Wherever the string "import" appears in the listing, copy that line.

++++ Given information ++++

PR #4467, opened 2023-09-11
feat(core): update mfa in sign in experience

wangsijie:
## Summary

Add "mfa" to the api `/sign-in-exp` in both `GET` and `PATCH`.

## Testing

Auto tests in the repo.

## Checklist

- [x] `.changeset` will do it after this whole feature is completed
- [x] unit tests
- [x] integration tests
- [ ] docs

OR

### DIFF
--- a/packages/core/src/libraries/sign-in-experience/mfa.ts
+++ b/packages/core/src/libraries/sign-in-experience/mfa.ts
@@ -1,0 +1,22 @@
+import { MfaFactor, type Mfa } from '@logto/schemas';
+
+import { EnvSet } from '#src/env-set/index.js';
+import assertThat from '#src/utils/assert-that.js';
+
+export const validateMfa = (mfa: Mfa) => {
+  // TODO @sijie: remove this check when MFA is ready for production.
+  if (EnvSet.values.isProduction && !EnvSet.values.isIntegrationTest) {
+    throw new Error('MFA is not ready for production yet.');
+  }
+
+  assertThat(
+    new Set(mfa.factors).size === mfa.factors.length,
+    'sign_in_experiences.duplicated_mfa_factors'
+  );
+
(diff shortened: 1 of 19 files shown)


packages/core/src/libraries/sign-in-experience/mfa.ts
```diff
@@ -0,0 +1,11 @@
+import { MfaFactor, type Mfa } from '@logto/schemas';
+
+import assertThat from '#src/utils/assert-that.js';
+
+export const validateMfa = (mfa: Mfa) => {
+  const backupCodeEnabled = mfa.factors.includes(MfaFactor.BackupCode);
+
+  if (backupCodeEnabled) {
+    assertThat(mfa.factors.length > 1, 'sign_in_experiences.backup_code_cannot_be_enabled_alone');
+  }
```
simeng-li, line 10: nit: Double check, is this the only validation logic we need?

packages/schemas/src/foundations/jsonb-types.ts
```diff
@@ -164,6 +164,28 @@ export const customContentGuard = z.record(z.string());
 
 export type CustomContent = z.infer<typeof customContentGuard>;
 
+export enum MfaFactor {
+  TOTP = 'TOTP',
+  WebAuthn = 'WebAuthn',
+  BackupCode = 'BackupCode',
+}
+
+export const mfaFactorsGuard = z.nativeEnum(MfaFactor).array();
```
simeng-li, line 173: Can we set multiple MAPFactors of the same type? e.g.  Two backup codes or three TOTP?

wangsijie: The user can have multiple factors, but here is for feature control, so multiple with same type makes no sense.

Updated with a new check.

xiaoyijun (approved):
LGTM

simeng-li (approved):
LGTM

++++
++++ Given information ++++

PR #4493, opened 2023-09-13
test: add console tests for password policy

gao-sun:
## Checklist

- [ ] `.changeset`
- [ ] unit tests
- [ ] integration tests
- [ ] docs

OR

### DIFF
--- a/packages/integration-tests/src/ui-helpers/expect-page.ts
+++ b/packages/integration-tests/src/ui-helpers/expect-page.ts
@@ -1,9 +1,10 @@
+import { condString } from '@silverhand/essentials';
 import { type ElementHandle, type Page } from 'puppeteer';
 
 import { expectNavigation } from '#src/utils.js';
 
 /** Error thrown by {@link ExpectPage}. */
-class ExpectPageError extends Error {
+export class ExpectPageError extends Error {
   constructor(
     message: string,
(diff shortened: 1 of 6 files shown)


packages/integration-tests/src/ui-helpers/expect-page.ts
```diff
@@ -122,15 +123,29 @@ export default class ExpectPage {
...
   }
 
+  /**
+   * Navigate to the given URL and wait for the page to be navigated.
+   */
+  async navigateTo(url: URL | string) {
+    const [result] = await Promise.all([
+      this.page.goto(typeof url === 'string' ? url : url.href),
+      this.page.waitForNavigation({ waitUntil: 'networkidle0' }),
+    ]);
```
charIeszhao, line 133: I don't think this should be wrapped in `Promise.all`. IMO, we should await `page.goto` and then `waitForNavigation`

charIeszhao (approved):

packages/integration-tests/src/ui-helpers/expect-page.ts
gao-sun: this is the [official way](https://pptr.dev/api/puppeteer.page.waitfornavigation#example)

++++

= Solution for this task =
+import { MfaFactor, type Mfa } from '@logto/schemas';
+import { EnvSet } from '#src/env-set/index.js';
+import assertThat from '#src/utils/assert-that.js';
+import { MfaFactor, type Mfa } from '@logto/schemas';
+import assertThat from '#src/utils/assert-that.js';
+import { condString } from '@silverhand/essentials';
 import { type ElementHandle, type Page } from 'puppeteer';
 import { expectNavigation } from '#src/utils.js';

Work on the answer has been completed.